For my own work, I'm adding more POV shifts in my rewrite.

Anyway, just something to think about.  What are your opinions?


----------



## Penpilot (Sep 28, 2012)

BW I had the same initial reaction to Game of Thrones. I actually stopped reading it on my first try. The only character I first found that was of any interest was Dany. But now, I'm half way through now I'm completely hooked and enjoying every character. 

For me, you're spot on. Thrones has the cast spread out, each pursuing their own agenda which links up with a bigger picture that isn't immediately obvious. So it does feel like a lot of starts and stops at the beginning for each character's thread. 

But once I started seeing the links between all the threads and how they advanced the overall plot, that's the moment I connected. I became enthralled on how GRRM was going to pull all these loosely connected threads together into a wonderful tapestry.


----------



## Feo Takahari (Sep 28, 2012)

I can put up with POV shifts so long as each shift continues to advance the overall plot. Otherland is, to me, a series that continues to move even when it shifts back and forth. Safehold, to me, is a series that fails to do this, because in later books, the majority of the actions many characters perform don't obviously advance anything other than their own subplot, which may or may not ever tie into the main plot.


----------



## BWFoster78 (Sep 29, 2012)

Penpilot said:


> BW I had the same initial reaction to Game of Thrones. I actually stopped reading it on my first try. The only character I first found that was of any interest was Dany. But now, I'm half way through now I'm completely hooked and enjoying every character.
> 
> For me, you're spot on. Thrones has the cast spread out, each pursuing their own agenda which links up with a bigger picture that isn't immediately obvious. So it does feel like a lot of starts and stops at the beginning for each character's thread.
> 
> But once I started seeing the links between all the threads and how they advanced the overall plot, that's the moment I connected. I became enthralled on how GRRM was going to pull all these loosely connected threads together into a wonderful tapestry.



Again, it wasn't just the switching POV that got to me, it was the killing off the characters.  I like reading about the same people over the course of 15 books.  Can't really do that if you kill all the ones you like off.

It was also just too dark for me.  

Didn't mean for this to turn into "why I don't like ASOFAI," though.


----------



## Mindfire (Sep 29, 2012)

BWFoster78 said:


> Again, it wasn't just the switching POV that got to me, it was the killing off the characters.  I like reading about the same people over the course of 15 books.  Can't really do that if you kill all the ones you like off.
> 
> It was also just too dark for me.
> 
> Didn't mean for this to turn into "why I don't like ASOFAI," though.

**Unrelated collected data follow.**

Issue #2815, opened 2022-02-15
Don't snapshot frozen results


nirinchev:
We are not gaining anything, so we should avoid snapshotting frozen collections.

PR #3067, opened 2022-10-25
Stop snapshotting during iteration on frozen collections

gagik:
## Description
Removes the snapshotting step if the collection is frozen and adds a basic test for that.
Fixes https://github.com/realm/realm-dotnet/issues/2815

##  TODO

* [X] Changelog entry
* [X] Tests (if applicable)

### DIFF
--- a/CHANGELOG.md
+++ b/CHANGELOG.md
@@ -6,7 +6,7 @@
 ### Fixed
 * Fixed a NullReferenceException being thrown when subscribing to `PropertyChanged` notifications on a `Session` instance that is then garbage collected prior to unsubscribing. (PR [#3061](https://github.com/realm/realm-dotnet/pull/3061))
 * Removed bitcode support from the iOS binary as it's no longer accepted for App Store submissions. (Issue [#3059](https://github.com/realm/realm-dotnet/issues/3059))
-* Slightly increased performance and reduced allocations when creating an enumerator for frozen collections (PR [#3067](https://github.com/realm/realm-dotnet/pull/3067)).
+* Slightly increased performance and reduced allocations when creating an enumerator for frozen collections (Issue [#2815](https://github.com/realm/realm-dotnet/issues/2815)).
 
 ### Compatibility
 * Realm Studio: 11.0.0 or later.
--- a/CHANGELOG.md
+++ b/CHANGELOG.md
@@ -6,6 +6,7 @@
 ### Fixed
 * Fixed a NullReferenceException being thrown when subscribing to `PropertyChanged` notifications on a `Session` instance that is then garbage collected prior to unsubscribing. (PR [#3061](https://github.com/realm/realm-dotnet/pull/3061))
 * Removed bitcode support from the iOS binary as it's no longer accepted for App Store submissions. (Issue [#3059](https://github.com/realm/realm-dotnet/issues/3059))
+* Slightly increased performance and reduced allocations when creating an enumerator for frozen collections (PR [#3067](https://github.com/realm/realm-dotnet/pull/3067)).
 
 ### Compatibility
 * Realm Studio: 11.0.0 or later.
--- a/Realm/Realm/DatabaseTypes/RealmCollectionBase.cs
+++ b/Realm/Realm/DatabaseTypes/RealmCollectionBase.cs
@@ -487,17 +487,10 @@ namespace Realms
                 _index = -1;
 
                 // If we didn't snapshot the parent, we should not dispose the results handle, otherwise we'll invalidate the
-                // parent collection after iterating it. Only collections of objects support snapshotting.
+                // parent collection after iterating it. Only collections of objects support snapshotting and we do not need to
+                // snapshot if the collection is frozen.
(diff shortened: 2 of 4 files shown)


Realm/Realm/DatabaseTypes/RealmCollectionBase.cs
```diff
@@ -488,8 +488,16 @@ internal Enumerator(RealmCollectionBase<T> parent)
 
                 // If we didn't snapshot the parent, we should not dispose the results handle, otherwise we'll invalidate the
                 // parent collection after iterating it. Only collections of objects support snapshotting.
-                _shouldDisposeHandle = parent.IsValid && parent.Handle.Value.CanSnapshot && parent.Metadata != null;
-                _enumerating = _shouldDisposeHandle ? new RealmResults<T>(parent.Realm, parent.Handle.Value.Snapshot(), parent.Metadata) : parent;
+                _shouldDisposeHandle = parent.IsValid && !parent.IsFrozen && parent.Handle.Value.CanSnapshot && parent.Metadata != null;
```
gagik, line 491: I am unsure whether adding the `&& !parent.IsFrozen` condition is correct or necessary here

Tests/Realm.Tests/Database/CollectionTests.cs
```diff
@@ -247,6 +247,37 @@ public void ObjectList_WhenEnumeratingAndRemovingFromList_ShouldBeStable()
...
+
+            TestStableIteration(
+                i => container.Items.Add(new IntPropertyObject { Int = i }),
+                () => frozenList = container.Items.Freeze(),
+                item =>
+                {
+                    // Just remove last from container since item from
+                    // frozen version is not equivalent.
+                    j -= 1;
+                    container.Items.RemoveAt(j);
```
gagik, line 270: I had trouble coming up with a meaningful test for this since I don't think you are meant to be removing things from frozen collections... so this is a somewhat weird experiment that mixes frozen collection with original collection (not that the two are affecting each other anyways).

Tests/Realm.Tests/Sync/AsymmetricObjectTests.cs
```diff
@@ -341,7 +341,8 @@ public void EmbeddedObject_WhenParentAccessed_ReturnsParent()
             SyncTestHelpers.RunBaasTestAsync(async () =>
             {
                 var flxConfig = await GetFLXIntegrationConfigAsync();
-                flxConfig.Schema = new[] {
+                flxConfig.Schema = new[]
+                {
```
gagik, line 345: I also figured I should fix this since the warning annoyed me

Realm/Realm/DatabaseTypes/RealmCollectionBase.cs
```diff
@@ -488,8 +488,16 @@ internal Enumerator(RealmCollectionBase<T> parent)
...
+
+                if (parent.IsFrozen)
```
nirinchev, line 493: Do we need this check here? Since `_shouldDisposeHandle = ... && !parent.IsFrozen`, I would expect `_shouldDisposeHandle` to be `false` for frozen collections, which means that the ternary on line 499 would have been sufficient.

nirinchev (commented):
Good stuff - a minor cleanup suggestion from me and we need a changelog entry. Since snapshotting is not something we expose to users directly, it should be something vague like "Slightly increased performance and reduced allocations when creating an enumerator for frozen collections".

Realm/Realm/DatabaseTypes/RealmCollectionBase.cs
gagik: that's a great point, I will remove this and perhaps add a comment specifying the isFrozen bit

Tests/Realm.Tests/Sync/AsymmetricObjectTests.cs
LaPeste: This was also fixed by @elle-j in [#3064](https://github.com/realm/realm-dotnet/pull/3064/files)

gagik: thanks for the heads up, I can remove this from my change to avoid unnecessary merge conflict

CHANGELOG.md
```diff
@@ -6,6 +6,7 @@
 ### Fixed
 * Fixed a NullReferenceException being thrown when subscribing to `PropertyChanged` notifications on a `Session` instance that is then garbage collected prior to unsubscribing. (PR [#3061](https://github.com/realm/realm-dotnet/pull/3061))
 * Removed bitcode support from the iOS binary as it's no longer accepted for App Store submissions. (Issue [#3059](https://github.com/realm/realm-dotnet/issues/3059))
+* Slightly increased performance and reduced allocations when creating an enumerator for frozen collections (PR [#3067](https://github.com/realm/realm-dotnet/pull/3067)).
```
nirinchev, line 9: We prefer to list issues in the changelog rather than PRs.

```suggestion
* Slightly increased performance and reduced allocations when creating an enumerator for frozen collections (Issue [#2815](https://github.com/realm/realm-dotnet/issues/2815)).
```

nirinchev (approved):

I think more people should talk about why they don't like ASOIAF. I don't care for it and I think it's kinda overrated.


----------



## Ankari (Sep 29, 2012)

Mindfire said:


> I think more people should talk about why they don't like ASOIAF. I don't care for it and I think it's kinda overrated.



Whatever your opinion is, the fact that GRRM can manage so many POVs and plots is nothing short of amazing.  The story may not be your cup of tea, but for those who appreciate the epic scope of the novel, it's not overrated at all.


----------



## Mindfire (Sep 29, 2012)

Ankari said:


> Whatever your opinion is, the fact that GRRM can manage so many POVs and plots is nothing short of amazing.  The story may not be your cup of tea, but for those who appreciate the epic scope of the novel, it's not overrated at all.



The sheer zeal of his fans is almost as galling as the twilight camp was back in their heyday. And I don't care for my fantasy to be brutish and nihilistic.


----------



## Ankari (Sep 29, 2012)

Mindfire said:


> The sheer zeal of his fans is almost as galling as the twilight camp was back in their heyday. And I don't care for my fantasy to be brutish and nihilistic.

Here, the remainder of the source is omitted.